The last Census of Agriculture, a national comprehensive survey of agricultural activity for all U.S. farm and ranch operations conducted by the U.S. Department of Agriculture, found that Mahoning County saw the largest increase in farm operations in 2017 out of all 88 counties with a 34% jump over 10 years. It also counted 1,227 farms in Columbiana County, ranking it 12th out of all 88 counties.
Despite the growth, Mahoning County has only two FFA chapters: West Branch and the Mahoning County Career and Technical Center. Trumbull County has only one at the Trumbull County Career and Technical Center.
Southern Local’s Pirogowicz recognizes the dearth of chapters in the Mahoning Valley, despite the importance of agriculture to the area and to the average person. Understanding where food comes from and how it gets on grocery store shelves is important, she says, and it’s a lesson unique to agriscience.

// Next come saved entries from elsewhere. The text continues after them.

PR #222, opened 2020-12-05
Saiko oop

RomanSaiko:
### oop exercise

[Demo](https://romansaiko.github.io/a-tiny-JS-world/) |
[Code base](https://github.com/RomanSaiko/a-tiny-JS-world)

Please, review.


submissions/RomanSaiko/oop/index.js
```diff
@@ -0,0 +1,64 @@
...
+        this.legs = legs
+        this.hands = hands
+        this.saying = saying
+        this.friends = friends
+    }
+}
+
+class Animal extends Inhabitant {
+    constructor ({ species, name, gender, saying, friends }) {
+        super({ species, name, gender, legs: 4, hands: 0, saying, friends })
```
OleksiyRudenko, line 15: Dogs and cats derive from animals in hierarchy we've got here.
Problem is that pets do not have hands at all by design.
The point of OOP and SOLID is that objects have only the properties they really need.
Imagine you will extend your world with birds, insects... Will every inhabitant have e.g. wings props?

submissions/RomanSaiko/oop/index.js
```diff
@@ -0,0 +1,64 @@
...
+}
+
+const dog = new Dog({ name: 'Spike', gender: 'male', friends: ['Dolf', 'Roman', 'Mariia'] })
+const cat = new Cat({ name: 'Dolf', gender: 'male'})
+const man = new Man({ name: 'Roman', saying: 'Hello!', friends: ['Dolf', 'Roman', 'Mariia'] })
+const woman = new Woman({ name: 'Mariia', saying: 'Hi!', friends: ['Dolf', 'Roman', 'Mariia'] })
+
+const inhabitants = [dog, cat, man, woman]
+
+const introduceInhabitants = (inhabitants) => {
```
OleksiyRudenko, line 56: Make this function a method of class(es).
Benefit from inheritance, methods overloading and `super.methodName` calls.

submissions/RomanSaiko/oop/index.js
```diff
@@ -0,0 +1,64 @@
...
+    const inhabitantValues = Object.values(inhabitants)
```
OleksiyRudenko, line 57: `Object.values` here implies that the order of props in an object is guaranteed. It is not.
Use explicit properties listing.
And remeber: every class may handle only props owned by itself.

OleksiyRudenko (changes requested):
@RomanSaiko well done, but not SOLID enough. Yet some of the OOP principles aren't followed and employed.
[These materials](https://github.com/OleksiyRudenko/a-tiny-JS-world#leveling-your-skills-up) are to your rescue.

submissions/RomanSaiko/oop/index.js
```diff
@@ -0,0 +1,72 @@
...
+class Inhabitant {
+    constructor ({ species, name, gender, saying, friends = "No friends! One man army.", paws, hands, legs }) {
+        this.species = species
+        this.name = name
+        this.gender = gender
+        this.saying = saying
+        this.friends = friends
+        this.paws = paws
+        this.hands = hands
+        this.legs = legs
```
OleksiyRudenko, line 11: This makes all inhabitants to have paws AND hands AND legs.
Some of those propwerties are just ignore in some cases, but still all inhabitants have those.
Of the points of the OOP si that any predecessor has only properties that are commong for its ancestors, and every child (ancestor) class introduces properties unique to it (and shared by its ancestors if any).

submissions/RomanSaiko/oop/index.js
```diff
@@ -0,0 +1,72 @@
...
+    }
+
+    toString() {
+        return `${this.species}; ${this.name}; ${this.gender}; ${this.saying}; ${this.friends}`;
```
OleksiyRudenko, line 15: Nicely done.
However, there is pattern here.
Imagine you have dozens of props. It is easy to miss a space and/or a semicolon under current approach.
Also `this.whatever` looks a bit wordy.
How about listing property names, then mapping them against object values and finally joining them with a delimiter?

OleksiyRudenko (changes requested):
@RomanSaiko well improved code.
However we still need to resolve an issue with shared props vs unique props.
Please also make your code style consistent in terms of semicolons use.

submissions/RomanSaiko/oop/index.js
```diff
@@ -0,0 +1,64 @@
...
+    constructor ({ species, name, gender, saying, friends = "No friends! One man army" }) {
+        this.species = species
+        this.name = name
+        this.gender = gender
+        this.saying = saying
+        this.friends = friends
+    }
+
+    toString() {
+        const props = Object.entries(this).map(([key, value]) => `${key}: ${value}` )
```
OleksiyRudenko, line 11: `Object` methods like `keys`, `values`, `entries` as well as `for...in` shouldn't be used as these do not guarantee any particular order of keys/values.
List properties explicitly.
Also remember that that parent class shouldn't know anything about its children props. Child classes must have good reasons to assign or refer parents' class props. There are no such reasons in this task.
Method overloading is to the rescue when building an inhabitant's presentation string.

submissions/RomanSaiko/oop/index.js
```diff
@@ -0,0 +1,64 @@
...
+
+const dog = new Dog({ name: 'Spike', gender: 'male', friends: ['Dolf', 'Roman', 'Mariia'] })
+const cat = new Cat({ name: 'Dolf', gender: 'male'})
+const man = new Man({ name: 'Roman', saying: 'Hello!', friends: ['Spike', 'Dolf', 'Mariia'] })
+const woman = new Woman({ name: 'Mariia', saying: 'Hi!', friends: ['Spile', 'Dolf', 'Roman'] })
+
+const inhabitants = [dog, cat, man, woman]
+
+inhabitants.forEach((item) => {
+    print(item.toString())
```
OleksiyRudenko, line 63: `.toString` is called implictly in string context. `print` ensures string context, so you may skip calling `.toString` explicitly.

OleksiyRudenko (changes requested):
@RomanSaiko nearly there!
A couple of improvements and we are done.

submissions/RomanSaiko/oop/index.js
RomanSaiko: @OleksiyRudenko, but you said "this.whatever looks a bit wordy". 
Is it correct that I must implement toString() at all ending classes (dog, cat, man, woman)?

OleksiyRudenko: > @OleksiyRudenko, but you said "this.whatever looks a bit wordy".

Hint: `['propAname', 'propBname'].map(propName => this[propName])` -- `this` is referred only once.

> Is it correct that I must implement toString() at all ending classes (dog, cat, man, woman)?

Make benefit from method overloading:
- Each class has its own version of `toString` method to build a string from properties it **owns**
- Every child class inherits it
- If a child class has a unique property it can implement its own version of `toString` that will call parent's version of `toString` (by calling it as `super.toString()`) and supplement the result with values of child class' properties

OleksiyRudenko (approved):
@RomanSaiko great job!
Consider improving code style (use of semicolons, chained calls indentation). This adds to reading experience. Prettier and eslint are to do the "dirty job" for you.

“Everyone needs to have a knowledge of agriculture. This is where our food and our clothing comes from and just a base knowledge of understanding of how that comes around and where it comes from,” she says.
The Mahoning Valley has been on a path of reinvention since the retrenchment of the steel industry in the late 1970s. There has been a large push toward manufacturing and technology, while agriculture is sometimes overlooked as a leading industry, Pirogowicz says.

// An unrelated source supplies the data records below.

PR #224, opened 2020-12-06
OOP-exercise (Tiny-es6-world)

Iakow:
### OOP-exercise

[Demo](https://iakow.github.io/my-tiny-js-world/) |
[Code base](https://github.com/Iakow/frontend-2021-homeworks/blob/OOP-exercise/submissions/iakow/OOP-exercise/index.js)

Please, review.

### DIFF
--- a/submissions/iakow/OOP-exercise/index.js
+++ b/submissions/iakow/OOP-exercise/index.js
@@ -7,8 +7,7 @@ class Inhabitant {
   }
 
   makeFriends(...applicants) {
-     applicants.filter(applicant => applicant instanceof Inhabitant)
-        .filter(applicant => applicant != this)
+     applicants.filter(applicant => applicant instanceof Inhabitant && applicant != this)
         .forEach(applicant => this.friends.add(applicant));
   }
 
--- a/submissions/iakow/OOP-exercise/index.js
+++ b/submissions/iakow/OOP-exercise/index.js
@@ -25,7 +25,6 @@ class Animal extends Inhabitant {
    constructor({ species, name, gender, say, paws = 4 }) {
       super({ species, name, say, gender });
       this.paws = paws;
-      this.gender = gender;
    }
 
    toString() {
@@ -56,7 +55,6 @@ class Human extends Inhabitant {
       super({ species, name, say, gender });
       this.legs = legs;
       this.hands = hands;
-      this.gender = gender;
    }
 
    getFriendsNamesList() {
--- a/submissions/iakow/OOP-exercise/index.js
+++ b/submissions/iakow/OOP-exercise/index.js
@@ -15,9 +15,9 @@ class Inhabitant {
    toString() {
       const { name, species, friends, gender, say } = this;
 
-      const friendNames = [];
-      friends.forEach((friend) => friendNames.push(friend.name));
-      const friendsNamesString = friendNames.length ? `${friendNames.join(', ')};` : '';
+      const friendsNames = (friends.size)
+         ? [...friends].map(friend => friend.name).join(', ')
+         : '';
 
       return `${species}; ${name}; ${gender}; ${say}; ${friendsNamesString}`;
    }
--- a/submissions/iakow/OOP-exercise/index.js
+++ b/submissions/iakow/OOP-exercise/index.js
@@ -16,7 +16,7 @@ class Inhabitant {
       const { name, species, friends, gender, say } = this;
 
       const friendsNames = (friends.size)
-         ? [...friends].map(friend => friend.name).join(', ')
+         ? [...friends].map(friend => friend.name).join(', ') + ';'
          : '';
 
       return [species, name, gender, say, friendsNames].join('; ')
--- a/submissions/iakow/OOP-exercise/index.js
+++ b/submissions/iakow/OOP-exercise/index.js
@@ -13,11 +13,13 @@ class Inhabitant {
    }
 
    toString() {
-      const { name, species, friends, gender } = this;
-      return (
-         `Data: ${species}, ${gender}, ${name}, ${friends.size || 'no'} friend` +
-         `${friends.size == 1 ? '' : 's'}`
-      )
+      const { name, species, friends, gender, say } = this;
+
+      const friendNames = [];
+      friends.forEach((friend) => friendNames.push(friend.name));
+      const friendsNamesString = friendNames.length ? `${friendNames.join(', ')};` : '';
+
+      return `${species}; ${name}; ${gender}; ${say}; ${friendsNamesString}`;
    }
 }
 
@@ -28,7 +30,7 @@ class Animal extends Inhabitant {
    }
 
    toString() {
-      return `<b>${this.say}</b> \n${super.toString()}, ${this.paws} paws.`
+      return `${super.toString()} ${this.paws};`
    }
 }
 
@@ -57,22 +59,8 @@ class Human extends Inhabitant {
       this.hands = hands;
    }
 
-   getFriendsNamesList() {
-      if (this.friends.size) {
-         return (
-            `I\'m friends with ${[...this.friends].map(friend => friend.name).join(', ')}`
-         );
-      } else {
-         return 'I don\'t need friends';
-      }
-   }
-
    toString() {
-      return (
-         `<b>${this.say}</b>\n` +
-         `${super.toString()}, ${this.gender}, ${this.hands} hands and ${this.legs} legs.\n` +
-         `<b>${this.getFriendsNamesList()}.</b >`
-      )
+      return `${super.toString()} ${this.hands}, ${this.legs};`;
    }
 }
 
--- a/submissions/iakow/OOP-exercise/index.js
+++ b/submissions/iakow/OOP-exercise/index.js
@@ -1,80 +1,81 @@
 class Inhabitant {
-  constructor({ species, name, say }) {
-     this.species = species;
-     this.name = name;
-     this.say = say;
-     this.friends = new Set();
-  }
+   constructor({ species, name, say, gender }) {
+      this.species = species;
+      this.name = name;
+      this.say = say;
+      this.gender = gender;
+      this.friends = new Set();
+   }
 
-  makeFriends(...applicants) {
-     applicants.filter(applicant => applicant instanceof Inhabitant && applicant != this)
-        .forEach(applicant => this.friends.add(applicant));
-  }
+   makeFriends(...applicants) {
+      applicants.filter(applicant => applicant instanceof Inhabitant && applicant != this)
+         .forEach(applicant => this.friends.add(applicant));
+   }
 
-  toString() {
-     const { name, species, friends } = this;
-     return (
-        `Data: ${species}, ${name}, ${friends.size || 'no'} friend` +
-        `${friends.size == 1 ? '' : 's'}`
-     )
-  }
+   toString() {
+      const { name, species, friends, gender } = this;
+      return (
+         `Data: ${species}, ${gender}, ${name}, ${friends.size || 'no'} friend` +
+         `${friends.size == 1 ? '' : 's'}`
+      )
+   }
 }
 
 class Animal extends Inhabitant {
-  constructor({ species, name, gender, say, paws = 4 }) {
-     super({ species, name, say });
-     this.paws = paws;
-     this.gender = gender;
-  }
+   constructor({ species, name, gender, say, paws = 4 }) {
+      super({ species, name, say, gender });
+      this.paws = paws;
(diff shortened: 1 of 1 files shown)


submissions/iakow/OOP-exercise/index.js
```diff
@@ -0,0 +1,87 @@
...
+
+  makeFriends(...args) {
+    const { friends } = this;
+
+    args.forEach((item) => {
+      if (item instanceof Inhabitant && item != this && !friends.includes(item.name)) {
+        friends.push(item.name);
+      }
+    });
+  }
```
OleksiyRudenko, line 20: Not a KO to fix. Fixing is at your discretion.

`args` is too generic name for the arguments expected. `friends` already in use, but we might distinguish new friends passed as arguments by more specific naming. Sematically speaking naming is important.

Test against `instanceof Inhabitant` can be implemented using `Array.filter`.
Same is true with regards to equality with `this`.

A one-liner to ensure only unique values/objects are in array is `list = [...new Set(list)]`. Check [docs on `Set`](https://developer.mozilla.org/en-US/docs/Web/JavaScript/Reference/Global_Objects/Set), you will find it helpful.

submissions/iakow/OOP-exercise/index.js
```diff
@@ -0,0 +1,87 @@
+class Inhabitant {
+  constructor({ species, name, gender, legs, hands, say }) {
+    this.species = species;
+    this.name = name;
+    this.gender = gender;
+    this.legs = legs;
+    this.hands = hands;
```
OleksiyRudenko, line 7: Some of our inhabitants do not have hands by design. The beauty of OOP/SOLID is that every base class handles props shared by its child classes, and every child class introduces props unique to that child class.
This way we make scalable and maintainable code.

It is important that every class handles its properties. I.e. a base class should know nothing about props unique to its child classes and therefore may not refer to them.

submissions/iakow/OOP-exercise/index.js
```diff
@@ -0,0 +1,87 @@
...
+  }
+
+  toString() {
+    const { name, species, gender, legs, hands, say, friends } = this;
+
+    const aboutFriends = (friends.length) ? `I am friends with ${friends.join(', ')}.` : '';
+
+    return `${say} My name is ${name} end I'm ${species}, ${gender}. Obviously, I have ${legs} legs and ${hands} hands.
+${aboutFriends}`;
+  }
```
OleksiyRudenko, line 62: Complete overloading of a method is legal approach. Let's demonstrate the ability to expand (rather than replace) functionality of overlodaded methods. A child class should handle only props unique to it.

submissions/iakow/OOP-exercise/index.js
```diff
@@ -0,0 +1,87 @@
...
+}
+
+class CatWoman extends Human {
+  constructor({ name, say }) {
+    super({ name, gender: 'female', say });
+    this.species = 'humacat';
```
OleksiyRudenko, line 68: It is not a really good pattern to change props owned by a base class in a child class.
Hierarchies can be complex and base class may change the way it handles the property, e.g. it switches to employ `this.constructor.name` to refer to a species, ignoring `species` argument. Humans and pets will still work but this line in `CatWoman` may not reach the desired effect.

Possible solutions:
1. Employ composition pattern
2. Use a method to assign a species inherited from the top base class (which owns this property).

OleksiyRudenko (changes requested):
@Iakow a really good job.
However we need to employ OOP and SOLID principles while the code base is small. It will pay if we decide to populate our world with more inhabitants and introduce more species.

Iakow:
Hello!
Thanks for all the comments. I have benefited from all of them.
Hope I didn't create any new problems)

submissions/iakow/OOP-exercise/index.js
Iakow: I'm not sure if my new solution is correct?

Iakow: And I have a question about the composition pattern. Do it mean creating a mixin, and only that? I have no idea how it might look specifically in my code ... Where can I find examples?

AMashoshyna (commented):
Very nice improvement! I left one small comment to fix.

Concerning composition: here is my favorite video on composition: https://youtu.be/wfMtDGfHWpA
The basic idea is that you assemble an class from building blocks as opposed to extending existing classes gradually (as inheritance-based approach would suggest).
Composition is a very powerful tool, but if you don't feel like diving this deep, you can simply pass 'humacat' as an argument to `super`.

Iakow:
Thank you, Anastasiya!

Iakow:
And Oleksiy! ))

OleksiyRudenko (changes requested):
@Iakow well done!

A couple of fixes and we are done.

1. Gender
All inhabitants have gender, thus it should be generalized in their common predecessor class just like `species`, `name` and a few others.

2. Props usage
There must be good reason to refer inherited properties directly, like `this.say` in any of the child classes' `toString`. You may want to call `super.toString` from a child class' `toString` method.

Why that? Because parent class may change the way it stores its properties and this would require changes across all child classes (maybe dozens of them).

Item 1 is to be fixed.

Item 2 is either be fixed or explanations provided to ground the current approach.

Iakow:
@OleksiyRudenko
> 1. Gender
>    All inhabitants have gender, thus it should be generalized in their common predecessor class just like `species`, `name` and a few others.

I just assumed that not all inhabitants can have gender. Like a talking tree, for example. But I guess I read the task badly. I'll fix it now.

> 2. Props usage
>    There must be good reason to refer inherited properties directly, like `this.say` in any of the child classes' `toString`. You may want to call `super.toString` from a child class' `toString` method.
> 
> Why that? Because parent class may change the way it stores its properties and this would require changes across all child classes (maybe dozens of them).

I'm not sure, either I don't understand or see no problem in my given toy code. Since I have to pass the `say` to every constructor call, I control it in every instance. But I understand that if I fixed the `paws = 4` in `Animals`, and this would not be controlled in `Dog`, then I would not have to refer to `paws` in `Dog`.

OleksiyRudenko:
> I just assumed that not all inhabitants can have gender. Like a talking tree, for example. But I guess I read the task badly. I'll fix it now.

We do not have trees yet. If we wanted to introduce those then most likely we would introduce an extra parent class that would contain only props shared by current inhabitants and trees.

In that case we'd had to change anything in the current top-most class (generalizing shared properties to a new super-class) and remaining animals classes would remin intact.

Of course we'd add a `Tree` class.

The point here is any pre-mature optimization jst adds unnecessary complexity to the code.

OleksiyRudenko:
Alternatively, you might introduce an interim superclass, e.g. `GenderedInhabitants`. So, trees would inherit from `Inhabitant` and all others would inherit from `GenderedInhabitants`.

In either case a shared property should be a property of some class that it extended by child classes that have this shared property by design.

Iakow:
@OleksiyRudenko  thanks for the detailed answer!

submissions/iakow/OOP-exercise/index.js
```diff
@@ -0,0 +1,97 @@
...
+         `${friends.size == 1 ? '' : 's'}`
+      )
+   }
+}
+
+class Animal extends Inhabitant {
+   constructor({ species, name, gender, say, paws = 4 }) {
+      super({ species, name, say, gender });
+      this.paws = paws;
+      this.gender = gender;
```
OleksiyRudenko, line 28: Why do we need re-initialize gender after it is being passed to the parent class constructor?
Check also other classes and fix.

OleksiyRudenko (changes requested):
@Iakow please double check your code, republish your app and make sure the output matches expectations and requirements.
Please also make all inhabitants that have friends have their friends represented in the output.

Iakow:
@OleksiyRudenko, done? )

submissions/iakow/OOP-exercise/index.js
```diff
@@ -0,0 +1,83 @@
...
+   makeFriends(...applicants) {
+      applicants.filter(applicant => applicant instanceof Inhabitant && applicant != this)
+         .forEach(applicant => this.friends.add(applicant));
+   }
+
+   toString() {
+      const { name, species, friends, gender, say } = this;
+
+      const friendNames = [];
+      friends.forEach((friend) => friendNames.push(friend.name));
```
OleksiyRudenko, line 19: Here is an equivalent fragment:
```
const friendNames = friends.map(friend => friend.name);
```

submissions/iakow/OOP-exercise/index.js
```diff
@@ -0,0 +1,83 @@
...
+      const friendsNamesString = friendNames.length ? `${friendNames.join(', ')};` : '';
```
OleksiyRudenko, line 20: Or even shorter alltogether
```
friendNamesString = friends.length
  ? friends.map(friend => friend.name).join(', ')
  : '';
```

submissions/iakow/OOP-exercise/index.js
```diff
@@ -0,0 +1,83 @@
...
+
+      return `${species}; ${name}; ${gender}; ${say}; ${friendsNamesString}`;
```
OleksiyRudenko, line 22: There is a pattern here.
Consider the following example: `return [propA, propB, varC].join("; ");`
The latter is more scalable: you do not need to remember about `; `, no need to deal with extra-long string if number of properties grows.
Eliminate code repetition whenever possible to make this a habit.

submissions/iakow/OOP-exercise/index.js
```diff
@@ -0,0 +1,83 @@
...
+
+class Human extends Inhabitant {
+   constructor({ species = "human", name, say, gender, hands = 2, legs = 2 }) {
+      super({ species, name, say, gender });
+      this.legs = legs;
+      this.hands = hands;
+   }
+
+   toString() {
+      return `${super.toString()} ${this.hands}, ${this.legs};`;
```
OleksiyRudenko, line 63: You may want here to join an array of properties for code style consistency and for the sake of scalability.

Not required to fix now for you'd need to resolve inconsistency with friends list that is always terminated with a semicolon.

submissions/iakow/OOP-exercise/index.js
```diff
@@ -0,0 +1,83 @@
...
+}
+
+class Animal extends Inhabitant {
+   constructor({ species, name, gender, say, paws = 4 }) {
+      super({ species, name, say, gender });
+      this.paws = paws;
+   }
+
+   toString() {
+      return `${super.toString()} ${this.paws};`
```
OleksiyRudenko, line 33: You may want here to have an array of values (e.g. `[super.toString(), this.paws]`) also joined for code style consistency and for the sake of scalability.

Not required to fix now for you'd need to resolve inconsistency with friends list that is always terminated with a semicolon.

OleksiyRudenko (changes requested):
@Iakow properties are now nicely resolved.
Please do not expect that every line of code affected with required changes will be marked by a reviewer, and deduce related changes on your own.

Let's polish the code and we're done.

submissions/iakow/OOP-exercise/index.js
Iakow: friends is Set, no Array

OleksiyRudenko: Makes sense. Then you can leave this as it is, or employ `Array.from`.

In either case let me know if you're gonna fix anything.

submissions/iakow/OOP-exercise/index.js
Iakow: I left it as it is, but the pattern took it into use, thanks.

submissions/iakow/OOP-exercise/index.js
Iakow: I left it as it is, but the pattern took it into use, thanks.

submissions/iakow/OOP-exercise/index.js
```diff
@@ -0,0 +1,83 @@
...
+   }
+
+   toString() {
+      const { name, species, friends, gender, say } = this;
+
+      const friendsNames = (friends.size)
+         ? [...friends].map(friend => friend.name).join(', ')
+         : '';
+
+      return [species, name, gender, say, friendsNames].join('; ')
```
Iakow, line 22: >Please do not expect that every line of code affected with required changes will be marked by a reviewer, and deduce related changes on your own.

This way?

Iakow: @OleksiyRudenko
I think done

OleksiyRudenko (approved):
@Iakow great job!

“Manufacturing is a big push – that’s always been part of this Mahoning Valley area. But I believe agriculture is definitely important as well,” she says. “And sometimes it is overlooked as an important piece of that equation.”

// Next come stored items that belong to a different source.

PR #226, opened 2020-12-06
Task a-tiny-js-world (oop es6 classes) added

BlueLamantine:
### Task a-tiny-js-world (post-oop es6 classes)

[Demo](https://bluelamantine.github.io/a-tiny-JS-world/) |
[Code base](https://github.com/BlueLamantine/a-tiny-JS-world)

Please, review.


OleksiyRudenko (changes requested):
Please use named arguments in class constructors.
Current approach shadows issues with hierarchy and OOP principles.
Besides, code like
`constructor(props) {  this.name = props.name;   this.friends = ... }` makes class API unobvious and IDE intellisence helper (hints on functions signatures) useless.

Hints from intellisence help developers not to keep multiple functions API in mind.

BlueLamantine:
@OleksiyRudenko thanks for reviewe! I have made some changes to my code: named arguments in class constructors and ect. Also I used prettier to format my code.  But set up auto insert final new line at the end of file didn't work this time, I even added this line by hadns     ¯\__( ͡° ͜ʖ ͡°)__/¯

submissions/BlueLamantine/oop/index.js
```diff
@@ -0,0 +1,125 @@
...
+   constructor({ name, gender, friends }) {
+     super({ name, gender, friends, species: 'cat' });
+     this.sound = 'Meow Purrrr Purrr';
+   }
+ }
+ 
+ class Dog extends Pet {
+   constructor({ name, gender, friends }) {
+     super({ name, gender, friends, species: 'dog' });
+     this.sound = 'Woof woof';
```
OleksiyRudenko, line 88: Both cats and dogs have a shared property `sound`. 
Whenever two sibling classes have a similar property it should be generalized to a base class. To the top base class if needed (like `name`).

The point of having similar things generalized is that any handling of those happens in a single place.

Please check your entire codebase to follow this principle.

submissions/BlueLamantine/oop/index.js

The three chapters in Columbiana County support each other and work together to make sure the members have access to every opportunity the FFA presents them with. Pirogowicz says that sometimes looks like driving together to the National FFA Convention and Expo or to contests. She says it helps the chapters financially, while also giving the students a chance to make friends at other schools, providing them with support at events and contests.
Even though the chapters technically compete against each other in contests, there’s no animosity, the members assure.
The importance of the FFA highlights the overarching importance of agriculture. The agriculture sector faces an increasingly volatile economy.
In its list of 2022 priority issues, the Ohio Farm Bureau put a focus on supporting the next generation of agriculturists. Strategies must be deployed to ensure the next generation of producers is well positioned to continue Ohio’s strong position as a top agricultural production state, the bureau states. The bureau vows to advocate for career technical education to encourage the growth of agricultural education programs and promote the growth of critical workforce development programs like TechCred and industry credentialing.
Agriculture education is an important aspect in sustaining the future of agriculture, as well as the development of the workforce. All three advisers say every student could benefit from being in the FFA, regardless of agriculture affiliation.
United Local’s Gentry says he teaches life skills, not just farm skills. From balancing a checkbook to how to buy a home, he works to ensure the students that leave his classroom are prepared for life outside of high school.
“I think FFA is the premier youth organization in the world. I’ll be an advocate for life, whether I’m teaching in the classroom or not,” Gentry says. “I didn’t go to school to be a teacher. I came out of industry, and so to come back to the classroom and to be able to help prepare the youth for the working world — it really is my life passion and goal to be able to graduate students who can go into the workforce and know what they’re doing.”
Pictured at top: United Local FFA members stand with the National FFA emblem. Front row from left are Zeb Snyder, Campbell Blazer, Grant Irwin and Mary Boston. Back row from left are Connor Perry, Landyn Moreland, Jacob Readshaw, Kaleb French, Bryan Faust, R.J Salmen, Seth Blake and adviser Tyler Gentry.